Some olive orchards in Greece may be located close to high-value natural areas. If so, the shadow prices that we used may underestimate the true cost.

Policy-makers are increasingly using economic valuation when making decisions and people are increasingly receptive to the idea that the costs and benefits of a production activity can be considered in monetary terms [79]. Nevertheless, a main weakness of economic valuation lies in the complexity of the methodologies and the modelling techniques. Also, the adoption of multiple assumptions often reduces credibility of the estimates. Finally, the limited knowledge about the environmental and socio-economic consequences caused by some externalities and about the time-spans at which they operate (e.g., future impacts of pesticides), results in the exclusion of external costs that cannot be accounted for in the valuation exercise.

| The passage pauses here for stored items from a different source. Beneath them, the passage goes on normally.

PR #16, opened 2015-01-30
Fix calendar background overriding problem

wakeup:
In common.css, !important is used to override the properties of
jquery-ui CSS settings. However, these break the theme and calendar
is not visible. See the following e-mail for details:

http://public.kitware.com/pipermail/cdash/2015-January/001541.html

### DIFF
--- a/common.css
+++ b/common.css
@@ -609,31 +609,6 @@ a.grouptrigger:visited{
 
 /* Skin */
 
-/* new jquery tabs */
-.ui-state-default {
-  background: none !important;
-  background-color: #4d75ca !important;
-}
-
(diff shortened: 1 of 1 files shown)


jcfr:
Thanks for the fix

@zackgalbreath  Seems this CSS update have been introduced in e2049bb0 by your change, do you think you could check that @wakeup changes are not breaking the overview page ?

jcfr:
:+1:  @zackgalbreath  I confirm that #17 fixes the problem reported by @wakeup

zackgalbreath:
Resolved by PR #17.  Thanks again for bringing this issue to our attention.

PR #20, opened 2015-02-05
workaround for cdash mobile script issue

wakeup:
see mail from mailinglist: http://public.kitware.com/pipermail/cdash/2015-January/001541.html

to sum:

clicking on previous in the top menu then clicking on "current" or "next" was causing an issue which prevents page loading. is that okay if we move jquery.mobile.js file into iphone folder since we do not use it for desktops?

If not, what would be the solution?


wakeup:
continuing https://github.com/Kitware/CDash/pull/21

PR #23, opened 2015-02-05
Convert svn commands to git commands

wakeup:
When user clicks on version number on footer, we see still obsolete
svn commands. AFAIK, from now on CDash will be using git


zackgalbreath:
LGTM!

PR #90, opened 2015-09-08
Adding random exponential backoff to connections and queries.

cpatrick:


cpatrick:
@billhoffman @jjomier @zackgalbreath

PR #91, opened 2015-09-08
Add a configuration variable to disable logging to the database.

cpatrick:
This is currently set to true but should be made false ASAP.


cpatrick:
@billhoffman @jjomier @zackgalbreath

zackgalbreath:
LGTM, but has conflicts with your other (just merged) PR.

cpatrick:
@zackgalbreath, I thought git would do better than that... I rebased and force-pushed. PTAL.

Moreover, to which extent the future external costs should be discounted to estimate an optimal intergenerational shadow price, is still an issue which is currently subject to lively debate. This has not to do with the choice of the economic valuation method but with ethical considerations.

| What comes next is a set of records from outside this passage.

PR #93, opened 2015-09-09
fix failing tests

zackgalbreath:
The introduction of CDASH_MAX_QUERY_RETRIES caused a handful of tests
to fail.  Apparently we expect or tolerate some queries to fail.
As far as I could tell, there is no way to configure simpletest to
wait longer for a response, so for now we redefine the default
value of CDASH_MAX_QUERY_RETRIES to 1.

### DIFF
--- a/cdash/config.php
+++ b/cdash/config.php
@@ -165,7 +165,7 @@ $CDASH_ENABLE_FEED = 1;
 $CDASH_SHOW_LAST_SUBMISSION = 1;
 
 // How many times to retry queries via random exponential back-off
-$CDASH_MAX_QUERY_RETRIES = 5;
+$CDASH_MAX_QUERY_RETRIES = 1;
 
 /** DO NOT EDIT AFTER THIS LINE */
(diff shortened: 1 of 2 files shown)


zackgalbreath:
PTAL @cpatrick.  Here's a link to the new failing tests since yesterday:
https://open.cdash.org/viewTest.php?onlydelta&buildid=4000716
A couple of these are transient failures, but four of them are legitimate.

cpatrick:
@zackgalbreath LGTM, I guess.  I'm not really able to tell what's going on with these tests. I have no concept of why this change would have made them fail...

Your fix to the waiting is nice, thanks!

zackgalbreath:
Yeah I'm not terribly satisfied with this fix either, but at least it gets these tests passing again.

Looking here:
https://open.cdash.org/testDetails.php?test=371830160&build=4000716

The relevant hint is "Nothing fetched".  I think that means a HTTP GET request is timing out while we wait for the query to fail.  I toyed with the idea of marking some queries as "OK to fail" but that could create a whole new set of problems.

We have mentioned four PA technologies in potato production but additional technologies are in the pipeline. Variable rate planting of potatoes in response to soil texture is a promising technique [80] even though the mechanism through which it can increase yield is only partly understood [81] but there are indications that by applying a variable planting rate the yield of marketable tubers may be increased by 5%. Also in the pipeline is that the resolution at which measurements and variable rate applications are made will increase and this will result in greater savings. Currently, measurements in potato production are typically made at 30 × 30 m² but with ever-decreasing cost of sensors and application technology, in the future a resolution of 1 × 1 m² seems within reach. It has been calculated that in the case of potato haulm killing, increasing the resolution from 30 × 30 m² to just 15 × 15 m² will reduce herbicide use from 2.2 to 1.7 L ha⁻¹ [15] which is a reduction of 60% relative to conventional application. Similarly, for soil herbicides a reduction of 50% and for late blight a reduction of 40% seems possible (relative to conventional application). For sidedress N a further reduction in N use is not possible, but it is expected that real-time soil NO₃ measurements using new sensors will allow further reductions in N use.